Uma delas foi coordenada por Gideon Meyerowitz-Katz, da Universidade de Wollongong, na Austrália. Ele e seus colegas apontaram, entre outras coisas, o fato de que os dados de mobilidade usados no estudo original provavelmente estão longe de reproduzir o que aconteceu na população como um todo. Isso acontece porque eles só podem ser coletados em celulares Android nos quais estava ativada uma funcionalidade específica (e opcional) que registra os movimentos do usuário

. Além disso, o estudo excluiu todos os países com menos de 100 mortes por Covid-19, deixando de lado países como Nova Zelândia e Vietnã, que tomaram medidas rápidas e duras para conter a pandemia.

No entanto, de acordo com eles, o maior problema foi a metodologia estatística da pesquisa original. Meyerowitz-Katz e seus colegas resolveram testá-la usando dados criados por computador, os quais mostravam claramente um efeito muito grande da mobilidade restrita diminuindo a mortalidade.

Era algo que deveria aparecer na análise estatística usando os métodos da equipe gaúcha, mas isso simplesmente não aconteceu. Seria um sinal de que o estudo brasileiro não tinha sido projetado adequadamente do ponto de vista matemático.

A outra análise, feita pelo economista brasileiro Carlos Góes, doutorando da Universidade da Califórnia em San Diego, indicou a presença de problemas ainda mais graves no trabalho original. Segundo ele, o método utilizado –verificar a diferença entre um país A, com restrições de mobilidade, e um país B, sem restrições, e os números de mortes entre cada um deles– não passa de uma espécie de média entre os países. Com isso, o resultado quase sempre vai indicar que não existe associação estatística entre ficar em casa e a situação das mortes em cada região.

Ambos as críticas são citadas diretamente na nota de retratação da Scientific Reports. A nota, entretanto, diz também que Savaris e seus colegas não concordam com a medida. Em mensagem enviada ao blog Retraction Watch, que acompanha casos de retratação de artigos científicos, o médico da UFRGS criticou a "despublicação".

"Foi uma péssima decisão por parte dos editores. A retratação se baseou em dados simulados, eles alteraram a metodologia e os revisores [responsáveis por analisar o artigo original]", declarou Savaris. Procurado, pela Folha, ele não respondeu.

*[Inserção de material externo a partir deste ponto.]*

PR #6079, opened 2022-03-22
Adds sync actions for threads

koox00:


koox00:
@anurag6713, @enahum can you do an early review on this, 
to see if the code is reasonable/understandable.

koox00:
Hm, I just realized I'm doing the same work twice.
So instead of syncing both unread and all threads,
we should just sync all threads.
And instead of asking for one page of threads and all unreads on first time, 
we should fetch all unread threads only. 
Does that make sense?

enahum:
> Hm, I just realized I'm doing the same work twice.
> 
> So instead of syncing both unread and all threads,
> 
> we should just sync all threads.
> 
> And instead of asking for one page of threads and all unreads on first time, 
> 
> we should fetch all unread threads only. 
> 
> Does that make sense?

It may help, yes.. there are a few things that i don't really understand why it was done that way and there seems to be retrieving the same data from the server twice causing you to have to dedupe to avoid preparing the same model  more than once.

Also noticed how that is only being fetched for the current team.

Wouldn't you want us to work on this in a pair programming session?

app/queries/servers/thread.ts
```diff
@@ -123,3 +125,42 @@ export const queryUnreadsAndMentionsInTeam = (database: Database, teamId: string
         }),
     );
 };
+
+export async function queryNewestThreadInTeam(
```
anurag6713, line 129: Can we add param `limit` and adding `Q.take(limit)` to `queryThreadsInTeam`? I know it's getting overloaded with params 😅 We can have this function but it can reuse the `queryThreadsInTeam` internally.

app/queries/servers/thread.ts
```diff
@@ -101,6 +101,8 @@ export const queryThreadsInTeam = ({database, hasReplies = true, isFollowing = t
 
     if (onlyUnreads) {
         query.push(Q.where('unread_replies', Q.gt(0)));
+    } else {
+        query.push(Q.where('loaded_in_global_threads', true));
```
anurag6713, line 105: `else` part might cause an issue when marking the team threads as read. Can we add it conditionally?

app/queries/servers/thread.ts
anurag6713, line 129: Also the naming part, all the fetches should start with `get`. So this becomes `getNewestThreadInTeam`

app/queries/servers/thread.ts
koox00: @anurag6713 I can yes, but why do you think it's going to cause an issue?

anurag6713: Yes, going by the code, for now, only one of these two cases is true. If/when the use case comes up, we can make it configurable with a default value.  This is good and doesn't cause an issue 🙂 Issue was in my code and I fixed it (marking threads received through WS as `loaded_in_global_thread`: true)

A assessoria de imprensa do grupo Springer Nature, responsável pela publicação da revista Scientific Reports, disse à Folha que o processo de retratação do artigo seguiu o trâmite normal desses casos. "Em geral, quando alguém manifesta dúvidas sobre artigos que publicamos, sejam os autores originais ou outros pesquisadores e leitores, avaliamos o caso cuidadosamente, seguindo um processo estabelecido, consultando os autores e, quando necessário, buscando aconselhando de revisores e outros especialistas externos. Tais questões muitas vezes são complexas, o que pode fazer com que leve tempo para que os editores e os autores consigam elucidá-las completamente", diz o comunicado oficial.